Conozco Gentoo pork la he usao un poquito, de todas las que he probado es la que mas me ha llamado la atencion... pero tengo ya ganas de que salga la version 2005 para probar el instalador grafico (ya que me fue imposible finalizar la instalacion de la 2004.3) y demás, me gustaria saber cuando va a salir, porque he leido que sale este mes...pero empiezo a desesperarme  :Razz:  . Que novedades asi importantes traerá?? Ademas he leido que va a ser liveCD, espero que con KDE porque me gusta mas, bueno, solo quiero saber un poco lo que esperais de ella y si alguien sabe cuando va a salir (espero k mñn).

Saludos!!! y enhorabuena por el FOROOO!!!

JCe!

----------

## r3zzo

donde habeis leido lo del instalador grafico en la version 2005.1 ? 

y eso del livecd oficial con GUI? por ni idea de esas cosas... existen livecd oficiales pero sin un wm, sino consola.

----------

## artic

Pues no lo se ,pero por lo q por mi respecta va a ser espacio inutil en mi CD ya q si algo odio son los instaladores graficos en un SO,para eso ya estan las restantes distros.Lo q deberian meter en el cd es de una vez el unmerge con las dependencias de las narices,pa no dejar basurilla en el hd .

De todas formas no estaria de mas investigar en www.gentoo.org mejor q ellos no lo sabe nadie.

Salu2

----------

## psm1984

 *r3zzo wrote:*   

> donde habeis leido lo del instalador grafico en la version 2005.1 ? 
> 
> y eso del livecd oficial con GUI? por ni idea de esas cosas... existen livecd oficiales pero sin un wm, sino consola.

 

 *GWN 2005-01-10 wrote:*   

> 
> 
> LiveCDs: Se está pensando en reemplazar el LiveCD universal actual con un XLiveCD al estilo de Knoppix.
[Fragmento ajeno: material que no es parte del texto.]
PR #384, opened 2024-03-08
Inject UniswapXService

andysmith415:
This PR pulls the remaining dependencies out of containerInjected for the post order endpoints and injects a UniswapXService into the constructor. The idea here is once we have the service injected, we can start to generalize it for multiple order types.

There is some hackery around logging that is unavoidable in its current state. This stems from the fact that adding context to the logger (in our case, the AWS requestID) requires creating a new instance of the logger, which means that you cannot inject the logger that will be used at the time of handler construction; you need to set this across the attributes. 

This can be solved by moving over to powertools logger or doing some container rebinding at request time. Both are viable follow-ups.


robert-seitz-uniswap:
this can use the AnalyticsService and remove the bunyan log now

robert-seitz-uniswap (approved):
Nice

PR #388, opened 2024-03-12
Deadline validity period error

robert-seitz-uniswap:
fix Deadline Validity period error message to reflect actual deadline

### DIFF
--- a/lib/util/order-validator.ts
+++ b/lib/util/order-validator.ts
@@ -15,7 +15,7 @@ export type SkipValidationMap = {
 export class OrderValidator {
   constructor(
     private readonly getCurrentTime: () => number,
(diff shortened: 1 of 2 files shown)


lib/util/order-validator.ts
```diff
@@ -121,7 +121,9 @@ export class OrderValidator {
     if (deadline > this.getCurrentTime() + this.deadlineValidityPeriod) {
       return {
         valid: false,
-        errorString: `Deadline field invalid: Order expiry cannot be larger than thirty minutes`,
+        errorString: `Deadline field invalid: Order expiry cannot be larger than ${
+          this.deadlineValidityPeriod / 60
```
robert-seitz-uniswap, line 125: deadlinValidityPeriod is in seconds

robert-seitz-uniswap: just renamed it

PR #392, opened 2024-03-13
Generalized order parsing

andysmith415:
This PR lays the groundwork for the generalized POST order endpoint. It's a bit beefy but mostly tests. 

A few changes here:

- Makes the request body take in either the existing payload sans OrderType or an explicitly typed payload. 
- Create an internal representation of an Order that wraps the UniswapSDK. The idea is that we then have services that can take in the generic Order model and can act on them. This is a nice way to avoid having a method that takes in the superset of all possible attributes
- Create a "PostOrderParser" that can take in the Post request and parse the Order, throwing where appropriate
- Adds DutchV2Order + RelayOrder factories - tests for DutchV2Order skipped until https://github.com/Uniswap/uniswapx-sdk/pull/124 lands

### DIFF
--- a/lib/crons/gs-reaper.ts
+++ b/lib/crons/gs-reaper.ts
@@ -3,7 +3,7 @@ import { DynamoDB } from 'aws-sdk'
 import { default as bunyan, default as Logger } from 'bunyan'
 
 import { metricScope, MetricsLogger, Unit } from 'aws-embedded-metrics'
-import { ORDER_STATUS } from '../entities'
+import { OrderEntity, ORDER_STATUS } from '../entities'
 import { BaseOrdersRepository } from '../repositories/base'
 import { DutchOrdersRepository } from '../repositories/dutch-orders-repository'
 import { DYNAMO_BATCH_WRITE_MAX, ONE_HOUR_IN_SECONDS } from '../util/constants'
@@ -25,7 +25,7 @@ async function main(metrics: MetricsLogger) {
 }
 
 export async function deleteStaleOrders(
-  repo: BaseOrdersRepository,
+  repo: BaseOrdersRepository<OrderEntity>,
   log: Logger,
   metrics?: MetricsLogger
 ): Promise<void> {
--- a/lib/entities/Order.ts
+++ b/lib/entities/Order.ts
@@ -54,6 +54,35 @@ export type OrderEntity = {
   settledAmounts?: SettledAmount[]
 }
 
+export type RelayOrderEntity = {
+  type: OrderType
+  encodedOrder: string
+  signature: string
+  nonce: string
+  orderHash: string
+  orderStatus: ORDER_STATUS
+  chainId: number
+  offerer: string
+  reactor: string
+  decayStartTime: number
+  decayEndTime: number
+  deadline: number
+  input: {
+    token: string
+    amount: string
+    recipient: string
+  }
+  outputs: OrderOutput[]
+  // Filler field is defined when the order has been filled and the status tracking function has recorded the filler address.
+  filler?: string
+  // QuoteId field is defined when the order has a quote associated with it.
+  quoteId?: string
+  // TxHash field is defined when the order has been filled and there is a txHash associated with the fill.
+  txHash?: string
+  // SettledAmount field is defined when the order has been filled and the fill amounts have been recorded.
+  settledAmounts?: SettledAmount[]
+}
+
 export enum SORT_FIELDS {
   CREATED_AT = 'createdAt',
 }
--- a/lib/handlers/check-order-status/handler.ts
+++ b/lib/handlers/check-order-status/handler.ts
@@ -2,6 +2,7 @@ import { MetricUnits } from '@aws-lambda-powertools/metrics'
 import { OrderType } from '@uniswap/uniswapx-sdk'
 import { DynamoDB } from 'aws-sdk'
 import Joi from 'joi'
+import { OrderEntity } from '../../entities'
 import { CheckOrderStatusHandlerMetricNames, powertoolsMetric } from '../../Metrics'
 import { BaseOrdersRepository } from '../../repositories/base'
 import { LimitOrdersRepository } from '../../repositories/limit-orders-repository'
@@ -18,7 +19,7 @@ export class CheckOrderStatusHandler extends SfnLambdaHandler<ContainerInjected,
   private _checkLimitOrderStatusService!: CheckOrderStatusService
 
   // TODO: Inject this
-  private getCheckOrderStatusService(dbInterface: BaseOrdersRepository) {
+  private getCheckOrderStatusService(dbInterface: BaseOrdersRepository<OrderEntity>) {
     if (!this._checkOrderStatusService) {
       this._checkOrderStatusService = new CheckOrderStatusService(
         dbInterface,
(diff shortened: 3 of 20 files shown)


lib/handlers/post-order/PostOrderBodyParser.ts
```diff
@@ -0,0 +1,145 @@
...
+        return this.tryParseDutchV1Order(encodedOrder, signature, chainId, body.quoteId)
+      case OrderType.Limit:
+        return this.tryParseLimitOrder(body.encodedOrder, body.signature, body.chainId, body.quoteId)
+      case OrderType.Dutch_V2:
+        return this.tryParseDutchV2Order(encodedOrder, signature, chainId)
+
+      case OrderType.Relay:
+        return this.tryParseRelayOrder(encodedOrder, signature, chainId)
+
+      case undefined:
```
robert-seitz-uniswap, line 36: This feels a bit weird. Not sure if it would be better just return undefined here and expose functions to try to parse the legacy path. Realistically I don't know when we wouldn't have the type based on the new endpoint requiring it or the old endpoints implicitly having it in the route

lib/handlers/post-order/PostOrderBodyParser.ts
```diff
@@ -0,0 +1,145 @@
...
+} from '@uniswap/uniswapx-sdk'
+import { UnexpectedOrderTypeError } from '../../errors/UnexpectedOrderTypeError'
+import { DutchV1Order } from '../../models/DutchV1Order'
+import { DutchV2Order } from '../../models/DutchV2Order'
+import { LimitOrder } from '../../models/LimitOrder'
+import { Order } from '../../models/Order'
+import { RelayOrder } from '../../models/RelayOrder'
+import { PostOrderRequestBody } from './schema'
+
+export class PostOrderBodyParser {
```
robert-seitz-uniswap, line 18: Is this not a generic orderParser? Is it specific to the Post body?

lib/handlers/post-order/PostOrderBodyParser.ts
```diff
@@ -0,0 +1,145 @@
...
+        return this.tryParseDutchOrder(encodedOrder, signature, chainId, body.quoteId)
+      default:
+        throw new Error(`No parser configured for orderType ${orderType}`)
+    }
+  }
+
+  private tryParseRelayOrder(encodedOrder: string, signature: string, chainId: number): RelayOrder {
+    try {
+      const order = this.relayParser.parseOrder(encodedOrder, chainId)
+      const orderType = this.relayParser.getOrderType(order)
```
robert-seitz-uniswap, line 48: wouldn't line 47 throw if line 48 is not of type Relay?

lib/models/Order.ts
```diff
@@ -0,0 +1,5 @@
+import { OrderType } from '@uniswap/uniswapx-sdk'
+
+export abstract class Order {
```
robert-seitz-uniswap, line 3: should we add signature, encodedOrder, any other minimally required fields

robert-seitz-uniswap:
this looks good

robert-seitz-uniswap (approved):

lib/handlers/post-order/PostOrderBodyParser.ts
```diff
@@ -0,0 +1,142 @@
...
+      if (orderType === OrderType.Relay) {
+        return new RelayOrder(order as SDKRelayOrder, signature, chainId)
+      }
+      throw new UnexpectedOrderTypeError(orderType)
+    } catch (err) {
```
zhongeric, line 50: ok so the explicit error that will be thrown is something along the lines of `no reactor address mapping found for order type` since if we are parsing a wrong order the parsed reactor address will not be correct. I would prefer us catching for that explicitly instead of all exceptions

lib/handlers/post-order/PostOrderBodyParser.ts
```diff
@@ -0,0 +1,142 @@
...
+        err,
+        encodedOrder,
+        chainId,
+        signature,
+      })
+      throw err
+    }
+  }
+
+  tryParseDutchOrder(encodedOrder: string, signature: string, chainId: number, quoteId?: string) {
```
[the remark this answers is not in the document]
robert-seitz-uniswap: wouldn't some other error come up when decoding in that case since the output vs expected output will be different?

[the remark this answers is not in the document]
zhongeric: So the way we determine the order type of orders is by checking the encoded address at some byte offset. Then with the orderType we know the decoding schema which gets us the outputted order. However, what I'm saying is that an order can be maliciously crafted, especially since some fields can be dynamic, where it may be able to cleverly encode the reactor address of another reactor at some byte offset, tricking us into parsing it as a different order

lib/handlers/post-order/PostOrderBodyParser.ts
```diff
@@ -0,0 +1,142 @@
...
+        return this.tryParseLimitOrder(encodedOrder, signature, chainId, body.quoteId)
+      case OrderType.Dutch_V2:
+        return this.tryParseDutchV2Order(encodedOrder, signature, chainId)
+      case OrderType.Relay:
+        return this.tryParseRelayOrder(encodedOrder, signature, chainId)
+
+      case undefined:
+        // If an OrderType is not explicitly set, it is the legacy format which is either a DutchOrderV1 or a LimitOrder.
+        // Try to parse both and see which hits.
+        return this.tryParseDutchOrder(encodedOrder, signature, chainId, body.quoteId)
```
cgkol, line 38: so this is strictly for backwards compatibility right?

lib/handlers/post-order/PostOrderBodyParser.ts
cgkol: i'll pile on to this, you can never get here otherwise because this is only called when the type is such, but we might change it in the future i guess so we can keep it. Defensive programming!

lib/handlers/post-order/PostOrderBodyParser.ts
```diff
@@ -0,0 +1,142 @@
...
+        err,
+        encodedOrder,
+        chainId,
+        signature,
+      })
+      throw err
+    }
+  }
+
+  private tryParseDutchV2Order(encodedOrder: string, signature: string, chainId: number): DutchV2Order {
```
cgkol, line 84: nit: btw all these functions are boilerplate code, we could probably somehow do it with ? and types but probably not worth the apin

lib/handlers/post-order/PostOrderBodyParser.ts
```diff
@@ -0,0 +1,142 @@
...
+        // If an OrderType is not explicitly set, it is the legacy format which is either a DutchOrderV1 or a LimitOrder.
+        // Try to parse both and see which hits.
+        return this.tryParseDutchOrder(encodedOrder, signature, chainId, body.quoteId)
+    }
+  }
+
+  private tryParseRelayOrder(encodedOrder: string, signature: string, chainId: number): RelayOrder {
+    try {
+      const order = this.relayParser.parseOrder(encodedOrder, chainId)
+      const orderType = this.relayParser.getOrderType(order)
```
cgkol, line 45: why do you need the parser given that you have explicit function for it?

cgkol (commented):
Looks good generally, some questions

zhongeric (approved):

PR #396, opened 2024-03-14
Order Dispatcher

andysmith415:
Branches off of https://github.com/Uniswap/uniswapx-service/pull/392

Create a generic "OrderDispatcher" that can be used to take a generic order / query and fire it off to the corresponding service. This lets the dispatcher be the primary entrypoint for create / listing orders so the handlers don't have to deal with the specifics of the interactions. 

In the future, this will house a RelayOrderService and a CrossChainOrderService.

### DIFF
--- a/test/unit/services/UniswapXOrderService.test.ts
+++ b/test/unit/services/UniswapXOrderService.test.ts
@@ -1,3 +1,0 @@
-describe('UniswapXOrderService', () => {
-  it('does stuff', () => {})
-})


robert-seitz-uniswap (approved):

cgkol (commented):
I think this is fine fwiw, but it does feel like an extra abstraction without any convolutd logic in it. I see in your PR description that we will add more to it down the road?

PR #402, opened 2024-03-20
bump time to check expiration in e2e tests

robert-seitz-uniswap:
due to how we update the expiration, it might not be updated to expired within 1 second, so bumping the wait time by 20 seconds


cgkol (approved):
these take will take even longer now 😅

PR #406, opened 2024-03-28
chore(analytics): add new subscription filter for insufficient-funds logs

ConjunctiveNormalForm:


robert-seitz-uniswap:
just to note here: seems like there is a limit of 5 regex subscriptions per log group and this would bring us to 2 subscriptions on `checkStatusFunction.logGroup.logGroupName`

source: https://docs.aws.amazon.com/AmazonCloudWatch/latest/logs/FilterAndPatternSyntax.html

robert-seitz-uniswap (approved):

ConjunctiveNormalForm:
> just to note here: seems like there is a limit of 5 regex subscriptions per log group and this would bring us to 2 subscriptions on `checkStatusFunction.logGroup.logGroupName`
> 
> source: https://docs.aws.amazon.com/AmazonCloudWatch/latest/logs/FilterAndPatternSyntax.html

Yep, and that's up from max of 3 when we first implemented this haha

PR #439, opened 2024-05-30
Add E2E test for pipeline check in beta

codyborn:
Adding an E2E test to ensure the services are working together before rolling out to production.

To make this test reliable I:
- Force open orders (don't need to worry about empty quotes)
- Decrease the amount prior to order so that the order is valid but wouldn't be filled

Before merging we need to add the following environment variables to Beta secrets
```
URA_SERVICE_URL="https://..."
GPA_SERVICE_URL="https://..."
COSIGNER_ADDRESS="..."
```

### DIFF
--- a/test/e2e/order.test.ts
+++ b/test/e2e/order.test.ts
@@ -1,5 +1,5 @@
 /* eslint-disable jest/no-disabled-tests */
-import { CosignedV2DutchOrder, CosignerData, DutchOrder, DutchOrderBuilder, OrderType, REACTOR_ADDRESS_MAPPING, SignedUniswapXOrder, UnsignedV2DutchOrder, V2DutchOrderBuilder } from '@uniswap/uniswapx-sdk'
+import { DutchOrder, DutchOrderBuilder, REACTOR_ADDRESS_MAPPING, SignedUniswapXOrder, UnsignedV2DutchOrder, V2DutchOrderBuilder } from '@uniswap/uniswapx-sdk'
 import { factories } from '@uniswap/uniswapx-sdk/dist/src/contracts/index'
 import axios from 'axios'
 import dotenv from 'dotenv'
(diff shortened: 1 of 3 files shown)


test/e2e/order.test.ts
```diff
@@ -305,7 +433,7 @@ describe.skip('/dutch-auction/order', () => {
     return receipt.transactionHash
   }
 
-  describe('orders endpoint sanity checks', () => {
+  describe.skip('orders endpoint sanity checks', () => {
```
ConjunctiveNormalForm, line 436: why do we skip those tests now?

test/e2e/order.test.ts
```diff
@@ -354,34 +482,39 @@ describe.skip('/dutch-auction/order', () => {
   })
 
   describe('order endpoint sanity checks', () => {
-    it('2xx', async () => {
-      await buildAndSubmitOrder(aliceAddress, amount, DEFAULT_DEADLINE_SECONDS, WETH_GOERLI, UNI_GOERLI)
+    it.skip('2xx', async () => {
+      await buildAndSubmitOrder(aliceAddress, amount, DEFAULT_DEADLINE_SECONDS, wethAddress, uniAddress)
+    })
+
+    it('2xx with an order from URA', async () => {
```
ConjunctiveNormalForm, line 489: nit: maybe move this closer to top of file? took me a while to find the case that isn't skipped haha

ConjunctiveNormalForm (approved):

test/e2e/order.test.ts
codyborn: Previously the entire block was skipped with line 43:
`describe.skip('/dutch-auction/order'`
so now that I'm not skipping it, I need to skip the individual test cases

test/e2e/order.test.ts
codyborn: good point

PR #441, opened 2024-05-31
feat: add nonce to GET /orders response for both v1 and v2 orders

ConjunctiveNormalForm:
completes [PROTO-255](https://linear.app/uniswap/issue/PROTO-255/orderservice-nonce-not-part-of-get-orders-response)

verified working locally
Screenshot 2024-05-31 at 4 19 14 PM


codyborn (approved):
🚢

PR #452, opened 2024-07-23
feat: add PriorityOrder support at DB level and in get-orders lambda

ConjunctiveNormalForm:
Ended up not adding a new index for `orderType`s, but kept the existing implementation which is `query + filter expressions`.

Tested locally
Screenshot 2024-07-24 at 2 20 01 PM

Will add support in post-orders in a separate PR.


lib/entities/Order.ts
```diff
@@ -56,16 +62,60 @@ export type UniswapXOrderEntity = {
...
+// Db representation of Dutch V1, Dutch V2, or Limit Order
+// indexes are returned at runtime but not represented on this type. Ideally we will include a mapping at repo layer boundary
+export type UniswapXOrderEntity = DutchV1OrderEntity | DutchV2OrderEntity | PriorityOrderEntity
+
 export enum SORT_FIELDS {
   CREATED_AT = 'createdAt',
 }
+
+export function isPriorityOrderEntity(order: UniswapXOrderEntity): order is PriorityOrderEntity {
+  return 'cosignerData' in order && 'auctionTargetBlock' in order.cosignerData
```
zhongeric, line 112: Can we use the `type` field for the type coercion?

lib/handlers/get-orders/schema/GetPriorityOrderResponse.ts
```diff
@@ -0,0 +1,73 @@
...
+  settledAmounts: Joi.array().items(
+    Joi.object({
+      tokenOut: FieldValidator.isValidEthAddress(),
+      amountOut: FieldValidator.isValidAmount(),
+      tokenIn: FieldValidator.isValidEthAddress(),
+      amountIn: FieldValidator.isValidAmount(),
+    })
+  ),
+  auctionStartBlock: Joi.number().min(0),
+  baselinePriorityFeeWei: Joi.string().regex(/^[0-9]+$/),
```
zhongeric, line 66: Can we use `isValidAmount` here?

lib/repositories/generic-orders-repository.ts
```diff
@@ -53,6 +53,17 @@ export abstract class GenericOrdersRepository<
     return await this.queryOrderEntity(orderStatus, TABLE_KEY.ORDER_STATUS, limit, cursor, sortKey, sort, desc)
   }
 
+  //public async getByOrderType(
```
zhongeric, line 56: remove?

lib/services/analytics-service.ts
```diff
@@ -86,9 +107,10 @@ export class AnalyticsService implements AnalyticsServiceInterface {
         orderHash: fill.orderHash,
         orderType: order.type,
         quoteId: quoteId,
-        exclusiveFiller: (order as UniswapXOrderEntity).cosignerData ?
-          this.getFillerAddress((order as UniswapXOrderEntity).cosignerData?.exclusiveFiller ?? AddressZero):
-          AddressZero,
+        exclusiveFiller:
+          'cosignerData' in order && 'exclusiveFiller' in order.cosignerData
```
zhongeric, line 111: could we do `isDutchV2OrderEntity()` here?

test/factories/SDKPriorityOrderFactory.test.ts
```diff
@@ -0,0 +1,7 @@
+import { SDKPriorityOrderFactory } from './SDKPriorityOrderFactory'
+
+describe('SDKDutchOrderV2Factory', () => {
```
zhongeric, line 3: nit: naming here

zhongeric (approved):

lib/services/analytics-service.ts
ConjunctiveNormalForm: unfortunately not here because order could be RelayOrderEntity type

PR #453, opened 2024-07-24
fix: build errors

ConjunctiveNormalForm:
fixing some build errors in #452


lib/util/order.ts
```diff
@@ -48,7 +48,7 @@ export const eventRecordToOrder = (record: DynamoDBRecord): ParsedOrder => {
 export const formatOrderEntity = (
   decodedOrder: DutchOrder,
   signature: string,
-  orderType: OrderType.Dutch | OrderType.Dutch_V2 | OrderType.Limit,
```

Se renombrarán los medios apropiadamente; permanecerá el LiveCD mínimo pero en cambio será llamado installCD mínimo.

 

----------

## jce

Pues a mi me parece muy bien que tenga un instalador grafico, así mucha mas gente podria acceder a él ¿no os parecer? Además, la instalacion de Gentoo es bastante complicada y no todo el mundo tiene el mismo conocimiento que muchos de vosotros que os la habeis instalado sin mucho problema. Yo creo que esta bien que faciliten las cosas  :Very Happy:  porque así todo el mundo puede acceder a las ventajas de todos  :Very Happy:  (creo que esta idea forma parte de linux ¿no?), es solo una opininion claro.

Saludos!

----------

## r3zzo

@psm1984

 *psm1984 wrote:*   

>  *GWN 2005-01-10 wrote:*   
> 
> LiveCDs: Se está pensando en reemplazar el LiveCD universal actual con un XLiveCD al estilo de Knoppix. Se renombrarán los medios apropiadamente; permanecerá el LiveCD mínimo pero en cambio será llamado installCD mínimo. 

 

Gracias por la info. la ignoraba.

@jce

concuerdo contigo, me parece bien que exista una iso alternativa con instalador grafico, pero espero que no se desvirtue esta grandiosa distro.. que para users recien salidos del OS de redmond ya hay distros como mandrake, suse, fedora o vidalinux.

----------

## jce

Holaa!!

Esta clarisimo que ya hay muchas distros, pero ninguna da lo que da Gentoo, nisikiera Debian (respecto a los paquetes).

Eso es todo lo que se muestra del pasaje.